*** EXERCISE DATA Section Begins ***

PR #41, opened 2022-04-24
Feature/climada entity black marble update

frqqyy:
- Corrected some spelling mistakes
- Updated the link to the documentation of the exposure class
- Changed the code that implements this class (due to the separation of core and petals)
- Corrected the country names with strange symbols


climada_petals/_version.py
```diff
@@ -1 +1 @@
-__version__ = '3.1.1-dev'
+__version__ = '3.1.1'
```
emanuel-schmid, line 1:
```suggestion
__version__ = '3.1.1-dev'
```

setup.py
```diff
@@ -16,7 +16,7 @@
 setup(
     name='climada_petals',
 
-    version='3.1.1-dev',
+    version='3.1.1',
```
emanuel-schmid, line 19:
```suggestion
    version='3.1.1-dev',
```

PR #42, opened 2022-04-26
Fix event_id starting at 0 in RiverFlood

peanutfun:
This fixes a small bug where `event_id` would always start at 0 in `RiverFlood`. According to [the docs](https://climada-python.readthedocs.io/en/stable/climada/climada.hazard.html?highlight=check#climada.hazard.base.Hazard.event_id) of the `Hazard` base class, `event_id` is supposed to be greater zero. The bug prevented, e.g., plotting the hazard intensity of the first event, because `plot_intensity(event=0)` plots the maximum intensity over all events [by convention](https://climada-python.readthedocs.io/en/stable/climada/climada.hazard.html?highlight=check#climada.hazard.base.Hazard.plot_intensity).

There are two minor issues one might like to discuss:
* This problem is not detected by the `check()` method.
* The `check()` method is never executed in the `RiverFlood` unit tests.

### DIFF
--- a/climada_petals/hazard/river_flood.py
+++ b/climada_petals/hazard/river_flood.py
@@ -231,7 +231,7 @@ class RiverFlood(Hazard):
 
         haz.units = 'm'
         haz.tag.file_name = str(dph_path) + ';' + str(frc_path)
-        haz.event_id = np.arange(haz.intensity.shape[0])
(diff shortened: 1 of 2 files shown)


emanuel-schmid:
nice catch! 🎉

PR #43, opened 2022-04-26
Specify data availability for TC emulator tutorial

tovogt:
The description of the data sets that are required to execute the TC emulator tutorial were not clear enough. I clarified the problem about the proprietary license and added my mail address as a reference.


frqqyy:
Thank you very much! It solves the problem perfectly :)

emanuel-schmid:
🙌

*** EXERCISE DATA Section Ends ***

Copy the entries word for word.

PR #41, opened 2022-04-24
Feature/climada entity black marble update

frqqyy:
- Corrected some spelling mistakes
- Updated the link to the documentation of the exposure class
- Changed the code that implements this class (due to the separation of core and petals)
- Corrected the country names with strange symbols


climada_petals/_version.py
```diff
@@ -1 +1 @@
-__version__ = '3.1.1-dev'
+__version__ = '3.1.1'
```
emanuel-schmid, line 1:
```suggestion
__version__ = '3.1.1-dev'
```

setup.py
```diff
@@ -16,7 +16,7 @@
 setup(
     name='climada_petals',
 
-    version='3.1.1-dev',
+    version='3.1.1',
```
emanuel-schmid, line 19:
```suggestion
    version='3.1.1-dev',
```

PR #42, opened 2022-04-26
Fix event_id starting at 0 in RiverFlood

peanutfun:
This fixes a small bug where `event_id` would always start at 0 in `RiverFlood`. According to [the docs](https://climada-python.readthedocs.io/en/stable/climada/climada.hazard.html?highlight=check#climada.hazard.base.Hazard.event_id) of the `Hazard` base class, `event_id` is supposed to be greater zero. The bug prevented, e.g., plotting the hazard intensity of the first event, because `plot_intensity(event=0)` plots the maximum intensity over all events [by convention](https://climada-python.readthedocs.io/en/stable/climada/climada.hazard.html?highlight=check#climada.hazard.base.Hazard.plot_intensity).

There are two minor issues one might like to discuss:
* This problem is not detected by the `check()` method.
* The `check()` method is never executed in the `RiverFlood` unit tests.

### DIFF
--- a/climada_petals/hazard/river_flood.py
+++ b/climada_petals/hazard/river_flood.py
@@ -231,7 +231,7 @@ class RiverFlood(Hazard):
 
         haz.units = 'm'
         haz.tag.file_name = str(dph_path) + ';' + str(frc_path)
-        haz.event_id = np.arange(haz.intensity.shape[0])
(diff shortened: 1 of 2 files shown)


emanuel-schmid:
nice catch! 🎉

PR #43, opened 2022-04-26
Specify data availability for TC emulator tutorial

tovogt:
The description of the data sets that are required to execute the TC emulator tutorial were not clear enough. I clarified the problem about the proprietary license and added my mail address as a reference.


frqqyy:
Thank you very much! It solves the problem perfectly :)

emanuel-schmid:
🙌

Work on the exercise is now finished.